Bref, du très bon, made in Germany et si tu casses, tu as une offre d'échange avec les frais de port offert pendant un an.. www.diamglass.com

Une dernière remarque, oubliez les versions "full cover" qui couvrent l'intégralité de la surface d'un petit subterfuge, je pense à l'iPhone 6/6S et +, il suffit de regarder les avis sur le sujet. Malheureusement, ça ne tient pas la route, on aurait aimé, mais bon.

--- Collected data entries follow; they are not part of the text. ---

PR #11784, opened 2026-05-26
[tool] Add config options needed by core-packages

stuartmorgan-g:
Adds some optional behaviors needed to use the tool in flutter/core-packages:
- Allow setting a min Dart version rather than a min Flutter version at the repo level
- Don't require .ci.yaml to be present when batch config isn't used (since that repo currently doesn't use LUCI)


script/tool/lib/src/common/tool_config.dart
```diff
@@ -63,6 +63,19 @@ String? getMinFlutterVersion(Directory repoRoot) {
   return yaml;
 }
 
+/// Returns the minimum Dart version allowed.
+String? getMinDartVersion(Directory repoRoot) {
+  final Object? yaml = _getToolConfig(repoRoot)['min_dart'];
+  if (yaml == null) {
+    return null;
```
chunhtai, line 70: why not throw?

script/tool/lib/src/validate_command.dart
```diff
@@ -149,7 +156,22 @@ class ValidateCommand extends PackageLoopingCommand {
     }
     if (_shouldRun(Validator.pubspec)) {
       await _loadAllowedDependencies();
-      _minMinFlutterVersion = _loadMinMinFlutterVersion();
+      final ({Version? flutter, Version? dart}) minSdkVersions =
```
chunhtai: Can just use destruction
```
final ({flutter: Version? minFlutter, dart: Version? minDart}) = _loadMinMinSdkVersions();
```

script/tool/lib/src/validators/repo_info_validator.dart
```diff
@@ -428,6 +428,17 @@ class RepoInfoValidator {
   }) {
     final errors = <String>[];
     final File ciYamlFile = repoRoot.childFile('.ci.yaml');
+    if (!ciYamlFile.existsSync()) {
```
chunhtai, line 431: why do we bar batch release based on .ci.yaml? IIRC, batch release infra are mostly based on GA and didn't rely on ci.yaml. Or is this a indirect way to disable the batch release for core-package?

script/tool/lib/src/common/tool_config.dart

Sinon, une coque et une protection en verre trempé haut de gamme, perso plus jamais sans et surtout pour le traitement Anti-trace !!


----------



## Samcy (10 Avril 2016)

Les protection d'Anker sont excellente et coûtent  6€. J'en ai une sur mon 6 et une autre en réserve au cas où qu'elle ait à faire son job. Ce verre trempé est vraiment agréable au quotidien, sûrement due aux bords arrondis. J'avais fait poser une Belkin en Apple Store et franchement elle était horrible, après une semaine, les bords à angles droit s'effritaient. Comme quoi, il ne faut pas claquer des dizaines d'euros pour un bon produit.


----------